Answer:
5. My guess is that Waverly's walk home is a mix of both comfort and being lost or hopeless. This makes her feel at home because she used to play and hang out with her brothers in these alleys, and she knows them well. Then, at the same time, she felt like she had lost her childhood because she did not play with her friends in the alleys anymore and just practiced chess all the time.
Because she knows that she cannot leave because she is still a child, she is hopeless. She has nowhere else to go but home. As she walks home, she can see "the yellow lights shining from our flat like two tiger's eyes in the night." It feels like her mother's eyes are watching her "While she practices, Mom hovers over her and makes loud breathy noises."
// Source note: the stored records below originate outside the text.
PR #76, opened 2018-11-20
Updating the diagrams to reflect changes in project structure

eedrummer:
Renamed fhir-sever to ehr-server
Reflected changes in request generator moving into its own project
Added boxes to show payer and provider


KeeyanGhoreshi:
Is the SMART app intentionally left out of the diagram?

eedrummer:
For now, yes. I was updating this for the ONC Connectathon, where we will not cover DTR.

PR #78, opened 2018-11-29
fix smart url builder for patientid

daco101:
The PR tweaks the smart url builder to return a patient id and fhir server url that are ready to use by the js smart client.

### DIFF
--- a/server/src/main/java/org/hl7/davinci/endpoint/cdshooks/services/crd/CdsService.java
+++ b/server/src/main/java/org/hl7/davinci/endpoint/cdshooks/services/crd/CdsService.java
@@ -216,10 +216,10 @@ public abstract class CdsService<requestTypeT extends CdsRequest<?, ?>> {
 
   protected String smartUrlBuilder(String patientId, String fhirBase) {
     String launchUrl = myConfig.getLaunchUrl();
-    if (fhirBase.endsWith("/")) {
+    if (fhirBase != null && fhirBase.endsWith("/")) {
       fhirBase = fhirBase.substring(0, fhirBase.length() - 1);
     }
-    if (patientId.startsWith("Patient/")) {
+    if (patientId != null && patientId.startsWith("Patient/")) {
       patientId = patientId.substring(8,patientId.length());
     }
     return launchUrl + "?iss=" + fhirBase + "&patientId=" + patientId;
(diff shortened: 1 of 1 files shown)


server/src/main/java/org/hl7/davinci/endpoint/cdshooks/services/crd/CdsService.java
```diff
@@ -216,10 +216,15 @@ public CdsResponse handleRequest(@Valid @RequestBody requestTypeT request) {
 
   protected String smartUrlBuilder(String patientId, String fhirBase) {
     String launchUrl = myConfig.getLaunchUrl();
+    if (fhirBase != null && fhirBase.endsWith("/")) {
+      fhirBase = fhirBase.substring(0, fhirBase.length() - 1);
+    }
+    if (patientId != null && patientId.startsWith("Patient/")) {
+      patientId = patientId.substring(8,patientId.length());
```
KeeyanGhoreshi: I'm not sure if this is the right place to enforce this.  The server doesn't care what the reference is, our DTR app does.  Suppose someone implements their own SMART app to use with this server and they expect the reference to return as-is, like it's written in the FHIR.  I would argue that this should take place in the DTR app as well, but could be swayed by a strong counterargument.

KeeyanGhoreshi: But, counterpoint, if someone writes a SMART app where they expect the reference to return as-is, they would still know its a patient resource and could just as easily add on the `Patient/` prefix as we chop it off here.  Overall, I'm on the fence about what the best practice would be regarding where to do this chopping.

daco101: I would say that since both the js smartclient and the smarthealthit sandbox use/expect patient id without the "Patient/" prefix, that format is more likely to be the convention. I'm happy using the full "Patient/patientid" format, but then I think it is better to call it something like PatientResourceId.

KeeyanGhoreshi: if the js smartclient and smarthealthit sandbox use that format then I'd say we should do it like that as well.

PR #79, opened 2018-11-30
added build command to update node_interfaces

KeeyanGhoreshi:
Added a `buildx` command to the `node_interfaces` subproject which automatically moves the built out files into the correct folder so that they are used by the server when it is run.  Running `npm run buildx` or `npm run-script buildx` will build out `node_interfaces`, delete the old static files in the server's `static` folder, rename the built out .css and .js files, and move them to the proper directory.

### DIFF
--- a/server/README.md
+++ b/server/README.md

6. Their personal and cultural differences make it necessary for Waverly to see her mother on the other side of the chess board because they have 2 hugely different opinions about everything. Waverly sees herself as more of an American than an immigrant, and on the other side, her mother feels like a struggling immigrant who was never given a hand to help her get up in this hard American life. Also, Waverly just wants to feel a strong connection with her mother, while her mother believes that she needs to show tough love to mold kids who will be strong and survive in such a hard world as her mother would say.
Those are, in fact, the main reasons for the differences. In addition, Waverly wants her mother to give her praise and make her feel good. That it is not just "pure luck." She worked hard to get it. She works out every day. A thing that her mother does not understand because she was raised the same way as Waverly. She thinks that if she is mean to Waverly, she will grow up to be mean, which is not true.